# Is this the correct place?



## TheRealRonn (Nov 3, 2008)

Not sure if I'm posting in the correct category, apologies if this is incorrect (but I could not find any other place to praise or ask questions regarding any of the other sections of WotBS).

First, I have been THRILLED with the War of the Burning Sky saga as a DM, and think EN Publishing has produced an epic adventure as good as or better than anything published by WotC or others. The players in our group have enjoyed it as well, saying they prefer it to any other adventure they are playing.

_________

*Question from Scouring of Gate Pass:*

At the end of the episode, Boreus the Inquisitor protects himself and others in his group with a Magic Circle against Chaos so that Haddin cannot dominate him. But... Hadin is not choatically aligned, he is Neutral Evil. As a DM, should Boreus be protected anyway or should this be played as a mistake on the Inquistor's part?
_________

Thank you for the wonderful product!


----------



## Marius Delphus (Nov 3, 2008)

This is certainly the right place!_

Magic circle against chaos_ references _magic circle against evil_ which in turn references _protection from evil_. _Protection from evil_ says, in part:



			
				SRD said:
			
		

> Second, the barrier blocks any attempt to possess the warded creature (by a _magic jar_ attack, for example) or to exercise mental control over the creature (including enchantment (charm) effects and enchantment (compulsion) effects that grant the caster ongoing control over the subject, such as _dominate person_). The protection does not prevent such effects from targeting the protected creature, but it suppresses the effect for the duration of the _protection from evil_ effect. If the _protection from evil_ effect ends before the effect granting mental control does, the would-be controller would then be able to mentally command the controlled creature.
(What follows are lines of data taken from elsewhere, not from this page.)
PR #3099, opened 2021-04-13
Paasta 17290 mfd endpoint

stug:
Because the v2 kubernetes status changes fields around, I'm making a `bounce_status` endpoint specifically for use by mark-for-deployment.  This endpoint has _just_ the fields that MFD looks at, so it should be pretty close to a drop-in replacement.  The one difference is that previously the status command returned the status for all instance types and ignored them for everything but kubernetes and marathon.  This new method just returns data for kubernetes instances and returns a 404 for non-kubernetes, which will require a small tweak to MFD.

Also I changed a method that was marked as async but didn't actually make any eternal calls.


paasta_tools/instance/kubernetes.py
```diff
@@ -424,6 +424,65 @@ def filter_actually_running_replicasets(
...
+    else:
+        replicasets = kubernetes_tools.replicasets_for_service_instance(
+            service=job_config.service,
+            instance=job_config.instance,
+            kube_client=kube_client,
+            namespace=job_config.get_kubernetes_namespace(),
+        )
+        version_objects = filter_actually_running_replicasets(replicasets)
+
+    active_shas = kubernetes_tools.get_active_shas_for_service([app, *version_objects],)
```
stug, line 480: Is it sufficient to look at just Deployment/Statefulset + Replicasets/ControllerRevisions?  I was hoping to avoid fetching pods just for this

paasta_tools/api/views/instance.py
```diff
@@ -815,6 +815,36 @@ def instance_delay(request):
...
+        error_message = (
+            "Deployment key %s not found.  Try to execute the corresponding pipeline if it's a fresh instance"
+            % ".".join([settings.cluster, instance])
+        )
+        raise ApiFailure(error_message, 404)
+    except Exception:
+        error_message = traceback.format_exc()
+        raise ApiFailure(error_message, 500)
+
+    if instance_type != "kubernetes":
```
kawaiwanyelp, line 838: I think this should be `not pik.can_handle(instance_type)` instead. This will eval to `False` for all instance types running on k8s, like flink, cassandracluster, etc. not just kubernetes, because a lot of operator instances do rely on m-f-d. It's just that when the bounce, the operator rolls the pods, not s-k-j.

paasta_tools/instance/kubernetes.py
```diff
@@ -424,6 +424,65 @@ def filter_actually_running_replicasets(
...
+        load_deployments=True,
+    )
+    expected_instance_count = job_config.get_instances()
+    status["expected_instance_count"] = expected_instance_count
+    desired_state = job_config.get_desired_state()
+    status["desired_state"] = desired_state
+
+    kube_client = settings.kubernetes_client
+    if kube_client is None:
+        return status
```
kawaiwanyelp, line 445: nit: Can we raise an exception (maybe `RuntimeError`?) here instead? This way, the caller gets the message that we can't access talk to k8s, instead of just getting an empty return value.

paasta_tools/instance/kubernetes.py
kawaiwanyelp: I think it is sufficient.

Getting individual pods is useful for figuring out the status of pods that are having problems, which users will do with paasta status to debug. I think it is okay to defer to users for this both to keep the m-f-d output lean (i.e. don't clutter it up with pod info), but also to maintain good performance because fetching pods can be very expensive. 

In any event, we don't need pods to figure out how many ready pods there are.

kawaiwanyelp (changes requested):
Just small changes needed

paasta_tools/instance/kubernetes.py
stug: I think the real way to do this is to control the HTTP response code -- let me see how easy that is

paasta_tools/api/views/instance.py
stug: I don't think they use `mark-for-deployment --watch` -- the current implementation only cares about kubernetes and marathon: https://github.com/Yelp/paasta/blob/master/paasta_tools/cli/cmds/mark_for_deployment.py#L1198

paasta_tools/instance/kubernetes.py
stug: Ok I raised a `RuntimeError` and then added some logic to catch it and reraise as an `ApiFailure`

kawaiwanyelp (approved):
lgtm. feel free to change the 405 error code if something else fits better.

kawaiwanyelp (approved):
lgtm

PR #3100, opened 2021-04-13
Add release info to k8s task allocation

sergsyelp:
In order to have a better precision of data for autoscaling we need to be able to distinguish between different versions of the service. This change fetches {{config_sha}} and {{git_sha}} Docker labels and adds them to the
allocation report.

[An example of the updated script output](https://fluffy.yelpcorp.com/i/1dn48x5kNn30NHG6xQR0tlD60QHH6Frl.html)

### DIFF
--- a/paasta_tools/contrib/get_running_task_allocation.py
+++ b/paasta_tools/contrib/get_running_task_allocation.py
@@ -36,6 +36,8 @@ class TaskAllocationInfo(NamedTuple):
     pod_name: str
     pod_ip: str
     host_ip: str
+    git_sha: str
+    config_sha: str
     mesos_container_id: str  # Because Mesos task info does not have docker id
 
 
@@ -101,6 +103,8 @@ async def get_mesos_task_allocation_info() -> Iterable[TaskAllocationInfo]:
                 pod_name=None,
                 pod_ip=None,
                 host_ip=None,
+                git_sha=None,
+                config_sha=None,
                 mesos_container_id=mesos_container_id,
             )
         )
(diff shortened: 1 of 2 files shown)


paasta_tools/contrib/get_running_task_allocation.py
```diff
@@ -151,14 +155,18 @@ def get_kubernetes_metadata(
...
 ]:
     labels = pod.metadata.labels or {}
     pod_name = pod.metadata.name
     pod_ip = pod.status.pod_ip
     host_ip = pod.status.host_ip
     service = labels.get("paasta.yelp.com/service")
     instance = labels.get("paasta.yelp.com/instance")
-    return service, instance, pod_name, pod_ip, host_ip
+    git_sha = labels.get("paasta.yelp.com/git_sha")
+    config_sha = labels.get("paasta.yelp.com/config_sha")
```
ronin13, line 168: Quick note (and not sure if this takes care of that) but 'paasta.yelp.com/config_sha' is not set on all pods, specifically, it is not set on pods of cassandra_k8s.  (git_sha is always set though)


Would be good to check how config_sha is checked in rest of paasta code which takes care of optionality of this.

qui (approved):

paasta_tools/contrib/get_running_task_allocation.py
sergsyelp: @ronin13 I think we are ok with situation when git_sha and/or git_sha are not set. The idea behind this change is to increase granularity for task allocation data for services during restarts and we basically care about ones with git_sha set. If git_sha and/or git_sha labels do not exist we are just at a status quo.

matfra (approved):

PR #3106, opened 2021-04-15
Use TypedDict for podspec labels and annotations

vkhromov:


paasta_tools/kubernetes_tools.py
```diff
@@ -283,6 +283,36 @@ def _set_disrupted_pods(self: Any, disrupted_pods: Mapping[str, datetime]) -> No
 )
 
 
+KubePodAnnotations = TypedDict(
```
nemacysts, line 286: I was about to comment that we should use the class syntax, but then I realized that you probably tried that/realized more quickly than I did that some of our keys aren't valid Python identifiers :p

nemacysts (approved):

PR #3107, opened 2021-04-16
Update autoscaling docs to reflect k8s/HPA

EvanKrall:


docs/source/autoscaling.rst
```diff
@@ -2,55 +2,40 @@
...
 ======================
 
 Enabling autoscaling
 --------------------
 
-In order to use autoscaling, edit your ``marathon-*.yaml`` files in your soa
+In order to use autoscaling, edit your ``kubernetes-*.yaml`` files in your soa
 configs and add a ``min_instances`` and a ``max_instances`` attribute and
-remove the ``instances`` attribute from each instance you want to autoscale.
+(optionally) remove the ``instances`` attribute from each instance you want to autoscale.
```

Likewise, the barrier keeps out a possessing life force but does not expel one if it is in place before the spell is cast. *This second effect works regardless of alignment.*



(Emphasis added.)

So Boreus and anyone else he targets with _magic circle against chaos_ should be protected from Haddin. But since _dominate person_ will outlast it, Boreus is clearly counting on being able to either do away with Haddin during the fight or dispel any lasting charms that land before the _magic circle_ ends.

Thanks for the compliments!


----------



## TheRealRonn (Nov 3, 2008)

Thank you for the quick help! I was afraid Boreus was in for a seriously short appearance!


----------



## Nebten (Nov 3, 2008)

But Haddin shouldn't be a factor in the fight. Being level 9 he could wipe 1/2 the entire encounter by himself and should only be used as a safety valve if the PCs are getting the arses handed to them. I let the PC's shine in this very difficult encounter, only bringing out Haddin in a time of need.


----------



## Primitive Screwhead (Nov 3, 2008)

.. and in my campaign, the PC's failed to protect Haddin and he got a knife to the ribs, and was out of the combat before initiative was rolled.

Of course, I also had 7 PCs and had no desire to encumber the group with more characters I would forget about during the second module... and mu players aren't exactly the shining heroes of legend


----------



## Rugult (Nov 5, 2008)

Primitive Screwhead said:


> .. and in my campaign, the PC's failed to protect Haddin and he got a knife to the ribs, and was out of the combat before initiative was rolled.
> 
> Of course, I also had 7 PCs and had no desire to encumber the group with more characters I would forget about during the second module... and mu players aren't exactly the shining heroes of legend





Better then him getting killed in the middle of the night by the PCs with a rock to the head....


----------